Quella del 13-19 marzo è stata la “settimana mondiale del cervello” (Brain Awareness Week, BAW), promossa dalla European Dana Alliance for the Brain in Europa, dalla Dana Alliance for the Brain Iniziatives e dalla Society for Neuroscience negli Stati Uniti, con la partecipazione di tante Società Neuroscientifiche in tutto il mondo e in Italia: un evento dedicato a un organo tanto complesso quanto affascinante che è il motore delle nostre esistenze, su cui per l’intera settimana studiosi di tutto il mondo e curiosi dedicano attenzione tra mito e realtà.
Lo slogan dell’edizione 2017 è “Curare il cervello migliora la vita” e, come per le passate, ha lo scopo di sensibilizzare sui temi della ricerca sul cervello. Che sono tanti e svariati.

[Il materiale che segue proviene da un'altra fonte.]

PR #20057, opened 2025-10-08
[Minuit2] Typesafe strategy handling

guitargeek:
It should not be possible to convert the MnStrategy object to an
integer, because that means the strategy can be used in arbitrary ways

Perché ‘curare il cervello’?
Non tutti sanno che il cervello è sede dell’insorgere di un gran numero di potenziali malattie neurologiche, responsabili di condizioni cliniche tra le più gravi. Tra gli organi del corpo umano, il più fragile è proprio il cervello. Lo è più del cuore e dei polmoni e nel mondo occidentale è l’organo più esposto alle malattie. Questi infatti i dati emersi qualche mese fa dall’ultimo Congresso Nazionale della Società Italiana di Neurologia (Sin) che, oltre a evidenziare le statistiche con cui incidono le patologie neurologiche rispetto a quelle cardiovascolari e ai tumori sulla salute dell’uomo, rivelano i dati preoccupanti sulle “malattie del cervello”, dal Parkinson agli Ictus fino alle comuni cefalee. Centinaia di migliaia di persone colpite all’anno nella sola Italia.

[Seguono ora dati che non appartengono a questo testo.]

PR #20062, opened 2025-10-09
[ci] Disable `builtin_vc` on `mac15`

hahnjo:
It fails to build with the latest SDK because of missing includes and was already off for `mac26` and `mac-beta` (probably for that reason).


hahnjo:
The failure of `gtest-tree-ntuple-ntuple-evolution-shape` on `alma9` is addressed by https://github.com/root-project/root/pull/20067 - there are two tests that write to the same file.

PR #20065, opened 2025-10-09
[hist] Test user-defined bin content type, support weighted filling

hahnjo:
More discussions will be necessary to figure out if and how we want to support user-defined weights.

### DIFF
--- a/hist/histv7/test/hist_hist.cxx
+++ b/hist/histv7/test/hist_hist.cxx
@@ -120,6 +120,10 @@ TEST(RHist, FillWeight)
    hist.Fill(8.5, RWeight(0.8));
    hist.Fill(std::make_tuple(9.5), RWeight(0.9));
 
+   EXPECT_FLOAT_EQ(hist.GetBinContent(RBinIndex(8)), 0.8);
+   std::array<RBinIndex, 1> indices = {9};
+   EXPECT_FLOAT_EQ(hist.GetBinContent(indices), 0.9);
+
    EXPECT_EQ(hist.GetStats().GetNEntries(), 2);
    // Cross-checked with TH1
    EXPECT_FLOAT_EQ(hist.GetStats().ComputeNEffectiveEntries(), 1.9931034);


hahnjo:
ping

hist/histv7/inc/ROOT/RHistEngine.hxx
```diff
@@ -309,8 +307,7 @@ public:
    {
       auto t = std::forward_as_tuple(args...);
       if constexpr (std::is_same_v<typename Internal::LastType<A...>::type, RWeight>) {
-         static_assert(SupportsWeightedFilling,
-                       "weighted filling is only supported for floating-point bin content types");
+         static_assert(SupportsWeightedFilling, "weighted filling is not supported for integral bin content types");
```
pcanal, line 310: How hard would be it to add a test checking the failing case (i.e. requiring a failing compilation as success)?

pcanal (approved):
LGTM.

hist/histv7/inc/ROOT/RHistEngine.hxx
hahnjo: Quite hard: We would either need a small source file and somehow convince `ctest` that a failing compilation means success (no idea how to do that), or somehow do this via the interpreter (which requires the rest of ROOT). Using SFINAE to test is currently not an option with how it's written, that only works with substitution failures in the declarations but the `static_assert` is in the body.

hageboeck (approved):

hist/histv7/inc/ROOT/RHistEngine.hxx
pcanal: As a side note an example of testing for compilation failures

   https://ibob.bg/blog/2022/10/04/testing-build-failure-with-cmake/
   
Summary: the test runs CMake on either a target excluded from the default builds or using a standalone CMake file
and could be made generic enough ... but indeed this seems overkill for us (or similarly, very low priority).

PR #20068, opened 2025-10-09
[Math] Migrate from Vc to `std::experimental::simd` - show what happens for all platforms with `vecccore=ON`

guitargeek:
Do not merge. This is just for a demo CI run


guitargeek:
Not needed anymore: with the new suggestion to also drop the VecCore dependency, we can anyway enable the `std::experimental::simd` features on all supported platforms.

PR #20069, opened 2025-10-09
Deprecate `vc` and `builtin_vc` build options

guitargeek:
The `vc` flag enabled two features:

 1. Some vectorized Math functions, but they didn't get adopted much by our users because you need to use specific SIMD types.
 2. A vectorized backend for the VecCore-powered TFormula implementation, but this doesn't pass the unit tests.

Two drawbacks of removing it:
   1. If the user go through the effort of using the SIMD types for vectorization, we can expect them to implement the required math functions themselves (ROOT didn't provide many any way, `VectorizedTMath.cxx` had only 250 lines).
  2. In the cases where the VecCore/Vc backend for TFormula actually worked and the user enabled vectorization via the [TFormula constructor argument](https://root.cern.ch/doc/master/classTFormula.html#a32fcf259ba041e3f499a0a22de363165), there might be a performance regression.

The upside of removing it:

  1. We remove code that is untested in the CI because enabled it makes tests fail (see this [CI test run](https://github.com/root-project/root/pull/20068)). Leaving it might harm users with silently wrong results.
  2. Get rid on one (builtin) dependency.
  3. Reduced build option matrix.
  4. We don't need to worry about how/if builtin Vc headers should be available at install time.
  5. Vc is in **maintainance mode and no longer actively developed** (see it's [README](https://github.com/VcDevel/Vc))

Closes also the following issues:

  * https://its.cern.ch/jira/browse/ROOT-10614 - TFormula tests fail when vectorization is enabled
  * https://github.com/root-project/root/issues/18949


guitargeek:
The failure on `alma8` is unrelated: it is a artifact from upgrading Python on that platform and doing incremental builds, so it's still looking for the Python3.8 development files that are gone.

guitargeek:
Let's keep these options for now, and see how we can proceed with the migration to `std::simd` first.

A Lucca, per la Brain Awareness Week, la Scuola IMT Alti Studi Lucca e la Fondazione Mario Tobino hanno organizzato per tutta la settimana un ciclo di conferenze aventi lo scopo di scandagliare aspetti che riguardano anche altro tipo di ‘patologie’: ci siamo mai chiesti ad esempio che influenza può avere l’uso dei social nella formazione del cervello dei ‘millennials’, i giovani di nuova generazione, che li utilizzano senza sosta nell’era digitale sostituendo libri, giochi all’aria aperta e rapporti interpersonali diretti.

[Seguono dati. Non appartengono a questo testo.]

PR #20073, opened 2025-10-09
[main] Introduce cmdline option parser to share some code between executables

silverweed:
We now have enough C++ executables (with more to be ported) to justify sharing some code between them, in particular option parsing.

This PR introduces a simple option parser class that covers most of our cases. Not all cases (e.g. `hadd` keeps its custom parsing because it's a bit weird), but it's already enough to cover `rootls` and `rootbrowse`, and will in the future also cover `rootcp`, `rootmv` etc.

The parser is documented with code examples and properly tested and it's about 300 lines of codes (about an order of magnitude less than e.g. [cxxopts](https://github.com/jarro2783/cxxopts/) which in my opinion is overkill for our use case).

## Checklist:

- [x] tested changes locally

### DIFF
--- a/main/src/optparse.hxx
+++ b/main/src/optparse.hxx
@@ -56,6 +56,7 @@
 #include <charconv>
 #include <cstring>
 #include <iostream>
+#include <limits>
 #include <optional>
 #include <sstream>
 #include <stdexcept>
@@ -208,9 +209,14 @@ public:
       static_assert(std::is_integral_v<T> || std::is_floating_point_v<T>);
 
       if (auto val = GetFlagValue(name); !val.empty()) {
+         // NOTE: on paper std::from_chars is supported since C++17, however some compilers don't properly support it
+         // (e.g. it's not available at all on MacOS < 26 and only the integer overload is available in AlmaLinux 8).
+         // There is also no compiler define that we can use to determine the availability, so we just use it only
+         // from C++20 and hope for the best.
+#if __cplusplus >= 202002L && !defined(__APPLE__)
          T converted;
          auto res = std::from_chars(val.data(), val.data() + val.size(), converted);
-         if (res.ptr == val.end() && res.ec == std::errc{}) {
+         if (res.ptr == val.data() + val.size() && res.ec == std::errc{}) {
             return converted;
          } else {
             std::stringstream err;
@@ -225,6 +231,32 @@ public:
             else
                throw std::invalid_argument(err.str());
          }
+#else
+         std::conditional_t<std::is_integral_v<T>, long long, long double> converted;
+         std::size_t unconvertedPos;
+         if constexpr (std::is_integral_v<T>) {
+            converted = std::stoll(std::string(val), &unconvertedPos);
+         } else {
+            converted = std::stold(std::string(val), &unconvertedPos);
+         }
+
+         const bool isOor = converted > std::numeric_limits<T>::max();
+         if (unconvertedPos != val.size() || isOor) {
+            std::stringstream err;
+            err << "Failed to parse flag `" << name << "` with value `" << val << "`";
+            if constexpr (std::is_integral_v<T>)
+               err << " as an integer.\n";
+            else
+               err << " as a floating point number.\n";
+
+            if (isOor)
+               throw std::out_of_range(err.str());
+            else
+               throw std::invalid_argument(err.str());
+         }
+
+         return converted;
+#endif
       }
       return std::nullopt;
    }
--- a/main/src/rootbrowse.cxx
+++ b/main/src/rootbrowse.cxx
@@ -76,7 +76,7 @@ static RootBrowseArgs ParseArgs(const char **args, int nArgs)
       return outArgs;
    }
 
-   if (opts.GetBooleanFlag("help")) {
+   if (opts.GetSwitch("help")) {
       outArgs.fPrintHelp = RootBrowseArgs::EPrintUsage::kLong;
       return outArgs;
    }
@@ -84,7 +84,7 @@ static RootBrowseArgs ParseArgs(const char **args, int nArgs)
    if (auto web = opts.GetFlagValue("web"); !web.empty())
       outArgs.fWeb = web;
 
-   if (opts.GetBooleanFlag("webOff"))
+   if (opts.GetSwitch("webOff"))
       outArgs.fWeb = "off";
 
    if (opts.GetArgs().empty())


main/src/optparse.hxx
```diff
@@ -0,0 +1,333 @@
...
+/// MyAppOpts ParseArgs(const char **args, int nArgs) {
+///    ROOT::RCmdLineOpts opts;
+///    // will parse '-c VAL', '--compress VAL' or '--compress=VAL'
+///    opts.AddFlag({"-c", "--compress"}, RCmdLineOpts::EFlagType::kWithArg);
+///    // will toggle a boolean flag '--recreate' (no args).
+///    opts.AddFlag({"--recreate"});
+///    opts.AddFlag({"-o"}, RCmdLineOpts::EFlagType::kWithArg);
+///
+///    // NOTE: `args` should not contain the program name! It should usually be `argc + 1`.
+///    opts.Parse(args, nArgs);
```
pcanal, line 18:
```suggestion
///    // NOTE: `args` should not contain the program name! It should usually be `argc + 1`.
///    // For example `main(char **argv, int argc)` might call this function as: 
///    //    `ParseArgs(const_cast<const_cast<const char**>(argv) + 1, argc - 1);`
///    opts.Parse(args, nArgs);
```
(Without this, I was side tracked for a while pondering whether the comment wanted the last line to be `opts.Parse(args, nArgs+1)` )

main/src/rootls.cxx
```diff
@@ -784,9 +746,9 @@ int main(int argc, char **argv)
    gErrorIgnoreLevel = kError;
 
    auto args = ParseArgs(const_cast<const char **>(argv) + 1, argc - 1);
```
pcanal, line 748:
```suggestion
   auto args = ParseArgs(argv + 1, argc - 1);
```
I.e. is the `const_cast` still needed?

pcanal: Nevermind, I mis-read the direction of the `const_cast` (it is adding the `const`)

main/test/optparse_test.cxx
```diff
@@ -0,0 +1,450 @@
...
+   EXPECT_TRUE(opts.GetBooleanFlag("f"));
+   EXPECT_FALSE(opts.GetBooleanFlag("g"));
+}
+
+TEST(OptParse, OptParseString)
+{
+   ROOT::RCmdLineOpts opts;
+   opts.AddFlag({"--foo"}, ROOT::RCmdLineOpts::EFlagType::kWithArg);
+
+   const char *args[] = {"--foo", "bar"};
```
pcanal, line 58: Do we test something like:
```
 const char *args[] = {"somename", "--foo", "bar", "-abc"};
```
and
```
 const char *args[] = {"somename", "--noargopt", "bar"};
```
```
 const char *args[] = {"--noargopt", "bar"};
```
i.e. location of positional arguments.  (In particular the first one might appear by mistake if `argv` is passed instead of `argv+1`)

ferdymercury:
Thanks a lot for the initiative!

Even if it's 300 lines of code, isn't it better to rely on something external that gets auto-maintained, even if it's bigger in number of lines of code?
Such as the header-only https://github.com/CLIUtils/CLI11 by @henryiii

Or to understand better the motivation, what do we gain by having a small parser for which we have to add our own tests?
- Is it because then compile time is smaller?
- Or is initialization time more performant?
- Or is the overkill of CLI11 or cxxopt increasing the size of the produced binaries or sth like that?
- Or to not rely on external sources?

silverweed:
> Thanks a lot for the initiative!
> 
> Even if it's 300 lines of code, isn't it better to rely on something external that gets auto-maintained, even if it's bigger in number of lines of code? Such as the header-only https://github.com/CLIUtils/CLI11
> 
> Or to understand better the motivation, what do we gain by having a small parser for which we have to add our own tests?
> 
>     * Is it because then compile time is smaller?
> 
>     * Or is initialization time more performant?
> 
>     * Or is the overkill of CLI11 or cxxopt increasing the size of the produced binaries or sth like that?
> 
>     * Or to not rely on external sources?

It's mostly the last point (though the first is also somewhat important).
Simply put, if the functionality is not particularly complex (as is this case) it's always better to have your own code that you know what it does and can easily control than an external dependency that you need to maintain and complicates your build system. 
Furthermore, if such dependency is 10x the code size (without providing at least 10x the benefits) then you would just be carrying around much more weight than you really need. 
External dependencies are not free and should only be used where there is a really good argument for them, which in this case I don't see.

main/test/optparse_test.cxx
silverweed: currently positional arguments may appear in any place, so in the first example `somename` would be the first (and only) positional arg, in the second `somename` and `bar` would be the positional args and in the third only `bar`.
I will add the tests for the first 2 cases (as the third I believe is already covered)

henryiii:
On the flipside, a library that is heavily used is more likely to come across all of the weird edge cases that are going to end up making the custom implementation significantly longer eventually.

When I designed CLI11, I did have ROOT in mind, and with that you could actually make it easy to have a user extend an application. That would definitely be more than 10x functionality.

silverweed:
> weird edge cases that are going to end up making the custom implementation significantly longer eventually.

This is an unprovable assumption as of now - if we start finding such edge cases regularly then this might tilt the decision towards an external library. It's very easy to change our mind later after all, this is all "leaf code", which brings me to the second point:

>you could actually make it easy to have a user extend an application

I don't see the point here: the user cannot "extend" a binary like `rootls` or `rootcp` as in "use it as a library", and if they want to write some sort of wrapper around them they are free to bring their own option parsing library. `optparse.hxx` is not meant to be used as a library, which is why it's in `src` and not in `inc/ROOT`.

> That would definitely be more than 10x functionality.

Again, this is conjecture which can only be proven with actually trying both things. My position is: let's start with the simpler option, then if we realize it was a mistake we can easily swap the implementation later.

main/src/optparse.hxx
```diff
@@ -0,0 +1,367 @@
...
+///
+/// Small utility to parse cmdline options.
+///
+/// Usage:
+/// ~~~{.cpp}
+/// MyAppOpts ParseArgs(const char **args, int nArgs) {
+///    ROOT::RCmdLineOpts opts;
+///    // will parse '-c VAL', '--compress VAL' or '--compress=VAL'
+///    opts.AddFlag({"-c", "--compress"}, RCmdLineOpts::EFlagType::kWithArg);
+///    // will toggle a boolean flag '--recreate' (no args).
```
jblomer:
```suggestion
///    // will toggle a switch '--recreate' (no args).
```

main/src/optparse.hxx
```diff
@@ -0,0 +1,367 @@
...
+#include <string>
+#include <string_view>
+#include <vector>
+
+namespace ROOT {
+
+class RCmdLineOpts {
+public:
+   enum class EFlagType {
+      kBoolean,
```
jblomer:
```suggestion
      kSwitch,
```

main/src/optparse.hxx
```diff
@@ -0,0 +1,367 @@
...
+      kWithArg
+   };
+
+   struct RFlag {
+      std::string fName;
+      std::string fValue;
```
jblomer, line 78: Should this be an optional to distinguish a switch from an empty string argument?

main/src/optparse.hxx
```diff
@@ -0,0 +1,367 @@
...
+      for (std::size_t i = 0; i < nArgs && fErrors.empty(); ++i) {
+         const char *arg = args[i];
+
+         if (strcmp(arg, "--") == 0) {
+            forcePositional = true;
+            continue;
+         }
+
+         bool isFlag = !forcePositional && arg[0] == '-';
+         if (isFlag) {
```
jblomer: Maybe swap the if-else blocks so that the short one is handled first (reduce scrolling).

main/src/optparse.hxx
```diff
@@ -0,0 +1,367 @@
...
+      for (const auto &err : fErrors)
+         stream << err << "\n";
+      return !fErrors.empty();
+   }
+
+   void AddFlag(std::initializer_list<std::string_view> aliases, EFlagType type = EFlagType::kBoolean,
+                std::string_view help = "")
+   {
+      int aliasIdx = -1;
+      for (auto f : aliases) {
```
jblomer, line 136: Perhaps: check that the alias is neither `-` nor contains a space (and possibly other funny stuff, newline, NULL, etc). Maybe enough to say in the documentation what is allowed.

jblomer (approved):
Nice! Two general comments:
  - I'd call "boolean flag" a switch
  - Perhaps call out in the initial documentation that repeated flags are not supported (e.g., no `root-ssh -vvv`)

main/src/optparse.hxx
silverweed: Is the distinction relevant? As far as I see it, it would only be relevant if the user is iterating the flags list and wants to know which flag is a switch and which is not; but the user *knows* the semantic value of the flags already (as he defined them), so my impression is that it's fine to collapse the two cases.
But maybe I'm missing some other benefits to this, feel free to let me know if you have any in mind

main/src/optparse.hxx
silverweed: The alias already cannot be `-` (or start with a `-` after the prefix) as that is prevented by the combination of the two `if`s; I could validate the characters, but I think it's a bit overly defensive (the user will almost always define these aliases as literal strings and probably won't shoot themselves in the foot by using weird characters in flags)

Gli effetti dei social sul cervello
Qualche anno fa era stato pubblicato su 'Current Biology' uno studio dell'università di Zurigo che tra le altre cose evidenziava che l’uso continuo dei telefonini si traduce in una maggiore attività cerebrale a ogni 'tocco' di pollice sul touchscreen. I pollici divengono cioè (un po’ come le dita dei violinisti) uno strumento stra-ordinario di uso del cervello, le cui aree nella cosiddetta corteccia somatosensoriale sono flessibili e possono variare di ampiezza, fino ad avere dei ‘super-pollici intelligenti’. In generale gli aspetti che concernono la possibilità di potenziare le capacità del cervello, che in nuce è dotato di “superpoteri” anche per queste sue caratteristiche di flessibilità e adattabilità, sono molto attraenti per studiosi e comuni curiosi.
In un articolo su Nature dello scorso luglio, dal titolo “A multi-modal parcellation of human cerebral cortex”, analizzando le immagini cerebrali di più di 200 persone grazie a programmi di intelligenza artificiale realizzati ad hoc, si è risaliti a una mappatura del cervello basata su 180 aree differenti e specializzate (ma potrebbero essere molte di più), gran parte delle quali finora sconosciute, e in ciascuna delle quali sarà possibile approfondire ed esaminare tutta la complessità di quest’organo e delle sue funzioni. Una geografia misteriosa e suggestiva che lascia ancora aperti molti campi.